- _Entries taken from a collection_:
+===+

Issue #739, opened 2023-11-11
OIDC use username instead of display name for Grists name field


helmut72:
Thanks a lot for OIDC! Works great in my limited tests yesterday. Public Sharing, Teams site ... all works, fantastic! Only found two minor issues.

One of them:

With SAML the Display Name is used and shown in Grists "Name" field in user preferences. For example "Foo Bar". OIDC use the username. But a username can be some kind of a technical name like fbar, foo.bar, foo_bar, bfoo .. and so on.

Would be cool if the Display Name is used instead of the username, that is also send to Grist. Have tested it with Authelia and Keycloak.

Thanks!

fflorent:
I attempted to reproduce the issue. I don't see any `Display Name` field in Keycloak but instead the First Name and the Last Name.

If I setup a user with these fields:
![user profile in keycloak](https://github.com/gristlabs/grist-core/assets/371705/0e795835-cb1b-4935-80f4-fa8dfe53cb5d)

I see this user profile in Grist:
![user profile in Grist, where the first and last name are displayed](https://github.com/gristlabs/grist-core/assets/371705/d6ebe3bf-b4b3-47c2-acce-49f7680bb25b)

I may be missing something, but that's not the username which is used here. Is there something wrong with these screenshot (while setuping the user or in the information displayed in Grist)?

Thanks in advance!

helmut72:
You are right regarding Keycloak. I have just switched from Authelia to Keycloak and I guess it was in the cache of Grist. Started Grist from scratch and it's now ok with Keycloak.

Need to investigate more why preferred_username if Authelia is used and why it's ok if Keycloak is used.

fflorent:
I could not use Authelia while developing the feature.
If you find the reason of this behavior, would you be interested to propose a fix?

You would probably change this part of the code:
https://github.com/gristlabs/grist-core/blob/5f0c3bd8545256b4d3310ace197aace284ce8633/app/server/lib/OIDCConfig.ts#L158-L166

helmut72:
Thanks for the hint. It looks like Authelia only send the `name` attribute (which contains the full name/display name), but not the `given_name` and `family_name` attributes.

https://github.com/authelia/authelia/issues/4338
https://github.com/authelia/authelia/issues/2868

Will close this issue it because it's a limitation of Authelia.

fflorent:
@helmut72 Despite being a limitation of Authelia, it may be acceptable to add some workaround in the code. What do you think?

[...]

PR #746, opened 2023-11-14
OIDC name for gitlab and authelia

fflorent:
# Context

1. Nor Authelia (see #739) or Gitlab do provide `given_name` or `family_name` attributes in userinfo
1. Gitlab does not provide an `end_session_endpoint`, which led to an ugly error when disconnecting

# Solutions

 1. I propose to use `display_name` or `name` as alternative attributes for the `given_name` + `family_name` pair;
 1. I propose to just redirect to the logout page directly, the user won't be logged out in the IdP;

### DIFF
--- a/app/server/lib/OIDCConfig.ts
+++ b/app/server/lib/OIDCConfig.ts
@@ -26,6 +26,9 @@
  *        If omitted, the name will either be the concatenation of "given_name" + "family_name" or the "name" attribute.
  *    env GRIST_OIDC_SP_PROFILE_EMAIL_ATTR
  *        The key of the attribute to use for the user's email. Defaults to "email".
+ *    env GRIST_OIDC_IDP_SKIP_END_SESSION_ENDPOINT
+ *        If set to "true", on logout, there won't be any attempt to call the IdP's end_session_endpoint
+ *        (the user will remain logged in in the IdP).
  *
  * This version of OIDCConfig has been tested with Keycloak OIDC IdP following the instructions
  * at:
@@ -56,7 +59,8 @@ export class OIDCConfig {
   private _client: Client;
   private _redirectUrl: string;
   private _namePropertyKey?: string;
-  private _emailPropertyKey?: string;
+  private _emailPropertyKey: string;
+  private _skipEndSessionEndpoint: boolean;
 
   public constructor() {
   }
@@ -81,10 +85,15 @@ export class OIDCConfig {
       envVar: 'GRIST_OIDC_SP_PROFILE_NAME_ATTR',
     });
 
-    this._emailPropertyKey = section.flag('emailPropertyKey').readString({
+    this._emailPropertyKey = section.flag('emailPropertyKey').requireString({
       envVar: 'GRIST_OIDC_SP_PROFILE_EMAIL_ATTR',
       defaultValue: 'email',
     });
+
+    this._skipEndSessionEndpoint = section.flag('endSessionEndpoint').readBool({
+      envVar: 'GRIST_OIDC_IDP_SKIP_END_SESSION_ENDPOINT',
+      defaultValue: false,
+    })!;
 
     const issuer = await Issuer.discover(issuerUrl);
     this._redirectUrl = new URL(CALLBACK_URL, spHost).href;
@@ -157,8 +166,13 @@ export class OIDCConfig {
 
   public async getLogoutRedirectUrl(req: express.Request, redirectUrl: URL): Promise<string> {
     // For IdPs that don't have end_session_endpoint, we just redirect to the logout page.
-    if (this._client.issuer.metadata.end_session_endpoint === undefined) {
+    if (this._skipEndSessionEndpoint) {
       return redirectUrl.href;
+    }
+    if (this._client.issuer.metadata.end_session_endpoint === undefined) {
+      log.error('The Identity provider does not propose end_session_endpoint. ' +
+        'If that is expected, please set GRIST_OIDC_IDP_SKIP_END_SESSION_ENDPOINT=true');
+      throw new Error('The identity provider does not propose end_session_endpoint.');
     }
     return this._client.endSessionUrl({
       post_logout_redirect_uri: redirectUrl.href
@@ -189,7 +203,7 @@ export class OIDCConfig {
 
   private _makeUserProfileFromUserInfo(userInfo: UserinfoResponse): Partial<UserProfile> {
     return {
-      email: userInfo[ this._emailPropertyKey! ] as string,
+      email: String(userInfo[ this._emailPropertyKey ]),
       name: this._extractName(userInfo)
 
     };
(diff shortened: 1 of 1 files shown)


app/server/lib/OIDCConfig.ts
```diff
@@ -130,6 +131,10 @@ export class OIDCConfig {
   }
 
   public async getLogoutRedirectUrl(req: express.Request, redirectUrl: URL): Promise<string> {
+    // For IdPs that don't have end_session_endpoint, we just redirect to the logout page.
+    if (this._client.issuer.metadata.end_session_endpoint === undefined) {
```
dsagal, line 135: I am a little wary being lax about logout, since sometimes strict predictable behavior could be important. What do you think of controlling it using an env var: if `GRIST_OIDC_IDP_SKIP_END_SESSION` is set, then skip the `endSessionUrl()` call, otherwise, check that `end_session_endpoint` is present at initialization and throw an exception if it's not (with a pointer to the env var for how to skip it)?

app/server/lib/OIDCConfig.ts
```diff
@@ -159,9 +164,16 @@ export class OIDCConfig {
       const email = userInfo.email;
       const fname = userInfo.given_name ?? '';
       const lname = userInfo.family_name ?? '';
+
+      const fullname = `${fname} ${lname}`.trim() ||
+        // display_name is provided by Authelia for example.
+        userInfo.display_name ||
+        // name is provided by Gitlab for example.
+        userInfo.name;
```
dsagal, line 172: Would it be important to fall back to a string (and not, say, `undefined`)? If none of these options are available, one more reasonable fallback would be `email.split("@", 1)[0]`.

+===+

- _Task goal_: Only one thing belongs in the answer: the number of lines of the data that contain the string "https".

- _Result for this exercise_: 5